### RECORDS FOR PROCESSING
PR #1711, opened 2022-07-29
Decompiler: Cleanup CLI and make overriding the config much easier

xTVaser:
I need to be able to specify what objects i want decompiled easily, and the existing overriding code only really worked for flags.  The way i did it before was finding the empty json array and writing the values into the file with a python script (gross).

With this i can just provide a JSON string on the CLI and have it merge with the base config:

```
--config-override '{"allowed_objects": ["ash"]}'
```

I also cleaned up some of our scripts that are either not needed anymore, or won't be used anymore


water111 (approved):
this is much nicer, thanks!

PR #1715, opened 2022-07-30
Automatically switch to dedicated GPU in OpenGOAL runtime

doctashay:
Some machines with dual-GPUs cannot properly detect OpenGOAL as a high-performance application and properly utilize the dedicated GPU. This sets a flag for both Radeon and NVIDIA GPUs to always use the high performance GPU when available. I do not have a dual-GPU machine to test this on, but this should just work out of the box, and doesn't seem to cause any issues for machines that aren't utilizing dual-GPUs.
######
### RECORDS FOR PROCESSING
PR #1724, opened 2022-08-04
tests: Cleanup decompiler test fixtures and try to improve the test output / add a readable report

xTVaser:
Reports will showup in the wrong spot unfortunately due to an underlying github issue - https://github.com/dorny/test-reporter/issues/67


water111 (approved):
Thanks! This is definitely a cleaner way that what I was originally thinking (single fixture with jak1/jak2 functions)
######
### RECORDS FOR PROCESSING
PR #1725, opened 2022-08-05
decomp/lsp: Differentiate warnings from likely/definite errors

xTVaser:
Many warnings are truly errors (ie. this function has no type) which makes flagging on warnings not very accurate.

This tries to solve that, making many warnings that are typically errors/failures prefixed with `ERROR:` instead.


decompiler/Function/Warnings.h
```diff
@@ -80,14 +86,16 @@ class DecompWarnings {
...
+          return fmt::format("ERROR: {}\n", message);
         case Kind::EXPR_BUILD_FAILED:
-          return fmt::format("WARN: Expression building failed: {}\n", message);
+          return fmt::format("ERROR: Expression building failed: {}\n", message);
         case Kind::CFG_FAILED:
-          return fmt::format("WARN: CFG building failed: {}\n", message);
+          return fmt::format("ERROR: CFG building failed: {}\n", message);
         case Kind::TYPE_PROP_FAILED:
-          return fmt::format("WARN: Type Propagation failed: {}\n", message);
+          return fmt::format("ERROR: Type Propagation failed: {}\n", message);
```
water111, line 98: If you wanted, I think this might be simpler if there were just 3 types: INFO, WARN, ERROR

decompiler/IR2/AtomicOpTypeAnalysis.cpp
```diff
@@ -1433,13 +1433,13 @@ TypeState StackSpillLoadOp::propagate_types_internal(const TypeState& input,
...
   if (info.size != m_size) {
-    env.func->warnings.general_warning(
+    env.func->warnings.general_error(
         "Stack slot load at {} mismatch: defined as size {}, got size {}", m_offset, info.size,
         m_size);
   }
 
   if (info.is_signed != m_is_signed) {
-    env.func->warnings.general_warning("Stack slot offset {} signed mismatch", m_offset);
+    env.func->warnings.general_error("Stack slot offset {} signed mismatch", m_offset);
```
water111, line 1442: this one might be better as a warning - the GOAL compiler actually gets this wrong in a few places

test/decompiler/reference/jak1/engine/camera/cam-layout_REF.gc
######
## ASSIGNED TASK
Write out exactly the lines above from the line with "water111, line 98: If" through the line with "test/decompiler/reference/jak1/engine/camera/cam-layout_REF.gc", both of them included, and leave out all other lines.

## EXERCISE RESULT
water111, line 98: If you wanted, I think this might be simpler if there were just 3 types: INFO, WARN, ERROR

decompiler/IR2/AtomicOpTypeAnalysis.cpp
```diff
@@ -1433,13 +1433,13 @@ TypeState StackSpillLoadOp::propagate_types_internal(const TypeState& input,
...
   if (info.size != m_size) {
-    env.func->warnings.general_warning(
+    env.func->warnings.general_error(
         "Stack slot load at {} mismatch: defined as size {}, got size {}", m_offset, info.size,
         m_size);
   }
 
   if (info.is_signed != m_is_signed) {
-    env.func->warnings.general_warning("Stack slot offset {} signed mismatch", m_offset);
+    env.func->warnings.general_error("Stack slot offset {} signed mismatch", m_offset);
```
water111, line 1442: this one might be better as a warning - the GOAL compiler actually gets this wrong in a few places

test/decompiler/reference/jak1/engine/camera/cam-layout_REF.gc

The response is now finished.